Так что Сукуна глубоко вдыхает – медленно выдыхает.
Смотрит на Мегуми снизу-вверх и осознает, что какой-то частью себя, насколько бы пиздецовой, ужасающей ни была ситуация – эгоцентрично, болезненно наслаждается тем, что продолжает лежать у него на коленях.
Может – это его первая и единственная возможность.
Бля
Наконец, он говорит сиплым голосом:
– Это уж точно не было какой-то гребаной проверкой… – но тут же морщится, признавая – потому что правда, значит, правда: – То есть, да, ладно, мне было любопытно, поведешься ты или нет, и по итогу пришлось признать – это все-таки было больно, думать, что ты меня не узнал. Но никакие проверки правда не были целью, Мегуми, – спешит вновь акцентировать внимание Сукуна, видя, как хмуро сходятся его брови к переносице.
Боясь того, что Мегуми сейчас не выдержит и пошлет его, решив, что нахрен ему надо все эти оправдания слушать – он спешно говорит дальше:
– Я просто услышал, случайно услышал ваш разговор с Юджи. Тот, где ты упомянул, что точно нас никогда не перепутаешь. И сказал себе, что воспринял это, как вызов. Что вот и просмотрим, так ли это на практике.
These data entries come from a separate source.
PR #197, opened 2021-09-30
Added CentOS 8.4 support

devidask27:


pkg/pmk/node.go
```diff
@@ -219,7 +219,7 @@ func installHostAgentCertless(ctx Config, regionURL string, auth keystone.Keysto
 	var installOptions string
 
 	//Pass keystone token if MFA token is provided
-	if (ctx.MfaToken != "") {
+	if ctx.MfaToken != "" {
```
anupbarve, line 222: Can you please decouple this MFA change and add it in separate PR?
We are thinking of releasing a new binary without MFA support since it's corresponding change in pf9-du is still not released (will be done in 5.4).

Но на самом деле… Бля, Мегуми. На самом деле я просто воспользовался шансом, – признает Сукуна, вытаскивая из себя слова, кажется, вместе с гребаными внутренностями, испытывая отвращение к самому себе. – Я никогда не хотел быть Юджи, меня бесило, что нас с ним путают, хотя кроме внешности в нас нет ни черта похожего – но, очевидно, большинству на это совершенно поебать. А сейчас мне вдруг впервые за всю гребаную жизнь захотелось узнать, каково же это, быть им. Из-за тебя. Потому что я хотел узнать, каково это, когда ты становишься таким расслабленным и открытым, как с ним. Когда ты так мягко смотришь, как на него. Когда ты так легко касаешься и позволяешь касаться себя. И я знаю, что все это – дружеское и платоническое. Знаю, что мы с тобой тоже друзья, и это прекрасно, я невъебенно ценю нашу дружбу, но…
Гребаное но.
Как же сильно Сукуна хотел бы, чтобы этого но не было – но оно есть, а Мегуми заслуживает услышать всю правду полностью, от первого до последнего слова.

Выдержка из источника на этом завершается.